● What to do: Looking at the records below, please work out how many lines contain the word "still" and give the number alone.

● Stored data:
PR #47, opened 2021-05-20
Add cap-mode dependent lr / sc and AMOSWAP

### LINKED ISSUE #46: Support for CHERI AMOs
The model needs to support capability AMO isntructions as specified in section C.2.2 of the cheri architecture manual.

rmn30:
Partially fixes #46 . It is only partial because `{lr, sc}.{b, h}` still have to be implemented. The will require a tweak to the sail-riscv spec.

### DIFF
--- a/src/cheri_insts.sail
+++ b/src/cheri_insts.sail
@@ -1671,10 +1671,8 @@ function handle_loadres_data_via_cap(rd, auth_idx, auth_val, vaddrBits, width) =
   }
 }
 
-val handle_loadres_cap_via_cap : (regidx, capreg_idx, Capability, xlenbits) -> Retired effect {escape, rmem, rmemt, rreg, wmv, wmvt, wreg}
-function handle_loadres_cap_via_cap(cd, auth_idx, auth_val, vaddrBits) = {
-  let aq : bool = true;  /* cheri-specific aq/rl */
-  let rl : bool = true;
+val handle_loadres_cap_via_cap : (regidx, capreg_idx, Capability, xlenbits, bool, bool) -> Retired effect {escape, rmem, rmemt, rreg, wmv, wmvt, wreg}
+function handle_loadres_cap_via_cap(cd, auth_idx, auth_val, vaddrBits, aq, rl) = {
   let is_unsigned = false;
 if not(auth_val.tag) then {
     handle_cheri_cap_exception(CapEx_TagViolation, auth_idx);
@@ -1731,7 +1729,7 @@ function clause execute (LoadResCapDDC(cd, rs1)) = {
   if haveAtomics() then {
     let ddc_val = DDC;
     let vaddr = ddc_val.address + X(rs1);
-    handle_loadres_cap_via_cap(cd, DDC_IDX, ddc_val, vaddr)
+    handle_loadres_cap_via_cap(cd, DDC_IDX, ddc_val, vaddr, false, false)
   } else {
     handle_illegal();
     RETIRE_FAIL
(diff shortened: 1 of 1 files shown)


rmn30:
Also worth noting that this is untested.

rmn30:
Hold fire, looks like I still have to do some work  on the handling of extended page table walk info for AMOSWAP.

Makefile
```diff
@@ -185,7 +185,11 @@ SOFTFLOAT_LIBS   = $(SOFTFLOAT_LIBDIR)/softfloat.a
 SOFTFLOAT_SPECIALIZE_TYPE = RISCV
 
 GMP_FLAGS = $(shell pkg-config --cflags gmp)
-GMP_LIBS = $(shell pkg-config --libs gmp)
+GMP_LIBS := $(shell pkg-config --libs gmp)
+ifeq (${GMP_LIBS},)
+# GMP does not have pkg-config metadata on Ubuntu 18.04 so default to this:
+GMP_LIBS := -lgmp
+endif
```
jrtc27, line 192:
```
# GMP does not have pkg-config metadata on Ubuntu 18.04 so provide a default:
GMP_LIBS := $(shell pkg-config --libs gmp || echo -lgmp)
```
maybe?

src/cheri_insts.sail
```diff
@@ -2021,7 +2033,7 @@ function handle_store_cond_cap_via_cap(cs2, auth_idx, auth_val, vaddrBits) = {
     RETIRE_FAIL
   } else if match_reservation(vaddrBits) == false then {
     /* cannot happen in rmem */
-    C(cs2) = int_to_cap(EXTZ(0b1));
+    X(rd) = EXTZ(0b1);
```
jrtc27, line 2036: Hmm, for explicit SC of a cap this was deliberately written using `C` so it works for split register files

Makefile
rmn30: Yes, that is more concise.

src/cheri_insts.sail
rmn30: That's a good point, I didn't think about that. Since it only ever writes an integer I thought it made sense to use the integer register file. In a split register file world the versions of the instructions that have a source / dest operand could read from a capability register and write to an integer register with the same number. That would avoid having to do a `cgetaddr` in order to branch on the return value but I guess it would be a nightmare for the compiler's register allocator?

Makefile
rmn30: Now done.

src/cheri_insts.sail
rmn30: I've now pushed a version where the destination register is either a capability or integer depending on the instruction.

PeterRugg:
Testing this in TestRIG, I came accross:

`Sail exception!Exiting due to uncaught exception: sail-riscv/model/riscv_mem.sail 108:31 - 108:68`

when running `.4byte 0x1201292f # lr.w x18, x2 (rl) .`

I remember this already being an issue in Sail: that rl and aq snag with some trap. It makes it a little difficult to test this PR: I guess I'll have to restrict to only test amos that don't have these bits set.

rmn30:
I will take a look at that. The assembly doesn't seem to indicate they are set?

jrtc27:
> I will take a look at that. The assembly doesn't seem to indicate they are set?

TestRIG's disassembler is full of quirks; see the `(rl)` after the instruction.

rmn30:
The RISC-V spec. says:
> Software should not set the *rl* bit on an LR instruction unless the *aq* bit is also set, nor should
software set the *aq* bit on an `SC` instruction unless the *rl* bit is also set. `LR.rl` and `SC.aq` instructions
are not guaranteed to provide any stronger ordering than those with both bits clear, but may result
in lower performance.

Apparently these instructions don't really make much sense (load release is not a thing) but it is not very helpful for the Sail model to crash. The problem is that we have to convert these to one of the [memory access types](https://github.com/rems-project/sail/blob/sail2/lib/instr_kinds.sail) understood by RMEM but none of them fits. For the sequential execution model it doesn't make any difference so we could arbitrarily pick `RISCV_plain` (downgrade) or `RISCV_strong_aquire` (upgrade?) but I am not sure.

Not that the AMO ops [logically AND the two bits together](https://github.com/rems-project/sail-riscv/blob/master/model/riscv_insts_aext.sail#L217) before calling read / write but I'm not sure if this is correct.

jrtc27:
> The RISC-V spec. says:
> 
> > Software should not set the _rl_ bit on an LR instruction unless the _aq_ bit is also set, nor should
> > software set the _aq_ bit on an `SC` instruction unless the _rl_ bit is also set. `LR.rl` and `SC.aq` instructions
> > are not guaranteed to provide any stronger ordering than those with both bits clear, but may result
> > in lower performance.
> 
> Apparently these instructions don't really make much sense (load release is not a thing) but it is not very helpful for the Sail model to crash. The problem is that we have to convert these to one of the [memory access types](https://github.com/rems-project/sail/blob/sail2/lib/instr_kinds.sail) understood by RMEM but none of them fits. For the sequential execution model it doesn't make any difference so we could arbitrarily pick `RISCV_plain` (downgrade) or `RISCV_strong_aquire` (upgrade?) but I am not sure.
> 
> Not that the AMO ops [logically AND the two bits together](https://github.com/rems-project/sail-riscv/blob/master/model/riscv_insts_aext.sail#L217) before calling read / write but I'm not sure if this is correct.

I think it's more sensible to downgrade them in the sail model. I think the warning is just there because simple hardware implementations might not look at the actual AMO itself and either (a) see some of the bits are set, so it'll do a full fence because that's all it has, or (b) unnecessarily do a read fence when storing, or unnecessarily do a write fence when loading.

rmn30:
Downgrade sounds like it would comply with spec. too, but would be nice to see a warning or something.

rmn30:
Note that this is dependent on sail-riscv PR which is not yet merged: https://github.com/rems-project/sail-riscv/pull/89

● Problem solution: 2